Better code could be generated by using "data" directly:

			; Prologue avoided - saved 2 words code
				lds r30, a
				lds r31, (a) + 1
			; Load of r16:r17 avoided - saved 2 words code
				lsl r30 ; a
				rol r31 ; a
				subi r30, lo8(-(data))
				sbci r31, hi8(-(data))
				ld r24, z
				ldd r25, Z+1
				call foo
				lsl r24 ; x
				rol r25 ; x
			; Using constant for data is just as small as register
				subi r24, lo8(-(data))
				sbci r25, hi8(-(data))
				movw r30, r16
				ld r24, z
				ldd r25, Z+1
				call foo
			; Epilogue avoided - saved 2 words code
				ret

This saves 6 code words, and corresponding time.
Comment 1 Andy Hutchinson 2008-02-22 01:22:11 UTC
This appears to be due to avr_rtx_costs not assigning same cost to SYMBOL_REF and CONST_INT. So SYMBOL_REF looks expensive - so is held in register to avoid "recalculating" it.
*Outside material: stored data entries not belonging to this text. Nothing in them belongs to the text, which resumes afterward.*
PR #950, opened 2023-03-16
2023.3.x feature recordlistconfigurator layout

### LINKED ISSUE #918: RecordListConfigurator Layout Change
Update the styles and layout of the recordlist configurator's interface according to internally discussed designs.

EmmyMay:
TODO: Summary

 - [ ] Code builds
 - [ ] All existing tests pass


lib/vue/src/components/input/CInputCheckbox.vue
```diff
@@ -0,0 +1,38 @@
+<template>
+    <div
+      class="d-flex"
```
Fajfa, line 3: align-items-center, also the gap is not needed just do mx on checkbox

lib/vue/src/components/input/CInputCheckbox.vue
```diff
@@ -0,0 +1,38 @@
...
+      style="gap: 1.5rem;"
+    >
+      <h6
```
Fajfa: use spans instead, font-weight-bold and text-primary when value

lib/vue/src/components/input/CInputCheckbox.vue
```diff
@@ -0,0 +1,38 @@
...
+        class="mb-0 text-primary"
+        :class="{ 'text-muted': value }"
+      >
+        No
+      </h6>
+      <b-form-checkbox
+        v-bind="$attrs"
+        v-model="value"
```
Fajfa: you shouldn't use v-model here since it updates the prop, this is a display only component that means you only emit events when you update and don't v-model

lib/vue/src/components/input/CInputCheckbox.vue
```diff
@@ -0,0 +1,38 @@
...
+        switch
+        @input="handleInput"
+      />
+      <h6
+        class="mb-0 strong text-primary"
+        :class="{ 'text-muted': !value }"
+      >
+        Yes
```
Fajfa: Should be translated using the labels prop

lib/vue/src/components/input/CInputCheckbox.vue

Quick change to make SYMBOL_REF same cost as CONST_INT in both avr_rtx_cost and avr_operand_rtx_cost gave the desired result 

  22               	/* prologue: function */
  23               	/* frame size = 0 */
  24               	.LM2:
  25 0000 E091 0000 		lds r30,a
  26 0004 F091 0000 		lds r31,(a)+1
  27 0008 EE0F      		lsl r30
  28 000a FF1F      		rol r31
  29 000c E050      		subi r30,lo8(-(data))
  30 000e F040      		sbci r31,hi8(-(data))
  31 0010 8081      		ld r24,Z
  32 0012 9181      		ldd r25,Z+1
  33 0014 0E94 0000 		call foo
  34               	.LM3:
  35 0018 FC01      		movw r30,r24
  36 001a EE0F      		lsl r30
  37 001c FF1F      		rol r31
  38 001e E050      		subi r30,lo8(-(data))
  39 0020 F040      		sbci r31,hi8(-(data))
  40 0022 8081      		ld r24,Z
  41 0024 9181      		ldd r25,Z+1
  42 0026 0E94 0000 		call foo
  43               	/* epilogue start */
  44               	.LM4:
  45 002a 0895      		ret

CONST and LABEL_REF might also have same problem as they cost same as MEM.
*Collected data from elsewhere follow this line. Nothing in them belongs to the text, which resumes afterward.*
PR #955, opened 2023-03-20
Add geolocation capture feature on record geometry field

### LINKED ISSUE #875: Enable geo location capture from Compose Webapp
Extend the current geo module field to support users capturing their current location, either on demand or as a default value.
This feature is primarily designed to be used with mobile devices as the location is most accurate there.

## What to use

Use the [geolocation API](https://developer.mozilla.org/en-US/docs/Web/API/Geolocation_API) provided by the browser.
Check if and how exceptions in regards to the API not supported, GPS not available, user denying location permissions, ...

You are free to use some NPM module but the standard API should be enough.

### Geometry field default current location

In the geometry module field configuration, add a new option for the "default value" checkbox which will take the user's current location and use it to prefill the input.

Image

**Important concern**: When should the prefill value be captured? When opening the record page, before closing it? The concern here is if I'd have to capture locations on my mobile and I'd open the record page before hand, the location I'd want is the one when saving the record, not when opening it. If we want to capture it at the end, what if I was in a hurry and was planning on filling the rest out a bit later?

A potential soliton is to capture the location at the start then before saving, if the location changed from the previous one (we shouldn't use strict equality but rather a delta of x -- the user can walk around a bit but the location is still about the same), ask the user if they want to update the location. Additionally, you can capture some locations every n seconds and provide those as options to chose from.

**Note**: You are free to do some of your own research and propose a different UX for the current location prefill.

### Geometry field insert user location

When editing a record with a geometry field, provide a "use my current location" button which would use the geolocation API to get and update the field's value.

Image

## Steps

- [x] Research and determine how error/exception handling should be handled
- [x] Research how the prefill value option should behave
- [x] Implement the prefill value
- [x] Implement the button to insert the current location

KinyaElGrande:
ref: https://github.com/cortezaproject/corteza/issues/875

This PR adds a geolocation capture feature on the record geometry field while using the [geolocation API](https://developer.mozilla.org/en-US/docs/Web/API/Geolocation_API) provided by the browser.

### Features added
- Show the current location button with a `location-arrow` icon.

   Screenshot 2023-03-23 at 11 11 09

   
   Screenshot 2023-03-23 at 11 22 59

- An option to prefill the current location and to hide the `current location` button.
   
   Screenshot 2023-03-22 at 10 39 06

- Ability to fly to current location while on the map.

When the `Show Current Location` button is clicked or when the `Prefill With Current Location`  option is enabled, both the latitude and longitude input fields are prefilled with the user's current coordinates obtained from the [Geolocation API](https://developer.mozilla.org/en-US/docs/Web/API/Geolocation_API).

### Errors captured
1.  [Geolocation API permission denied error](https://developer.mozilla.org/en-US/docs/Web/API/GeolocationPositionError/code)
2. [Geolocation API position unavailable error](https://developer.mozilla.org/en-US/docs/Web/API/GeolocationPositionError/code)
3. [Geolocation API timeout error](https://developer.mozilla.org/en-US/docs/Web/API/GeolocationPositionError/code)
4. Geolocation API unknown error
5. Geolocation API not supported error
6. An error occurred while getting user's location

### DIFF
--- a/client/web/compose/src/components/ModuleFields/Configurator/Geometry.vue
+++ b/client/web/compose/src/components/ModuleFields/Configurator/Geometry.vue
@@ -1,21 +1,44 @@
 <template>
   <div>
+    <b-form-checkbox v-model="f.options.prefillWithCurrentLocation">
+      {{ $t('prefillWithCurrentLocation') }}
+    </b-form-checkbox>
+
+    <b-form-checkbox v-model="f.options.hideCurrentLocationButton">
+      {{ $t('hideCurrentLocationButton') }}
+    </b-form-checkbox>
+
     <b-form-group
-      :label="$t('kind.geometry.initialZoomAndPosition')"
+      :label="$t('initialZoomAndPosition')"
       class="mb-0"
     >
       <l-map
+        ref="map"
         :zoom="zoom"
         :center="center"
         class="w-100"
         style="height: 60vh;"
         @update:zoom="f.options.zoom = $event"
         @update:center="f.options.center = $event"
+        @locationfound="onLocationFound"
       >
         <l-tile-layer
           url="https://{s}.tile.openstreetmap.org/{z}/{x}/{y}.png"
           :attribution="attribution"
         />
+        <l-control class="leaflet-bar">
+          <a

But note, if SYMBOL_REF were part of memory address, then it might be better held in register (like Y or Z) - this should be done by checking outer code. With outer code of "MEM" SYMBOL_REF would be more expensive than register. (which might same a few LDS/STS that appear in code)

Avr_rtx_cost needs some serious work done to correct these are other anomalies in cost assumptions and the recursion on operand costs.


Comment 2 Georg-Johann Lay 2011-10-09 20:49:20 UTC
This is compiled with avr-gcc-4.7.0 -Os -mmcu=avr4 as expected:

bar:
	lds r30,a
	lds r31,a+1
	lsl r30
	rol r31
	subi r30,lo8(-(data))
	sbci r31,hi8(-(data))
	ld r24,Z
	ldd r25,Z+1
	rcall foo
	movw r30,r24
	lsl r30
	rol r31
	subi r30,lo8(-(data))
	sbci r31,hi8(-(data))
	ld r24,Z
	ldd r25,Z+1
	rjmp foo

Thus closing this PR as RESOLVED. For the tail call, see PR34790.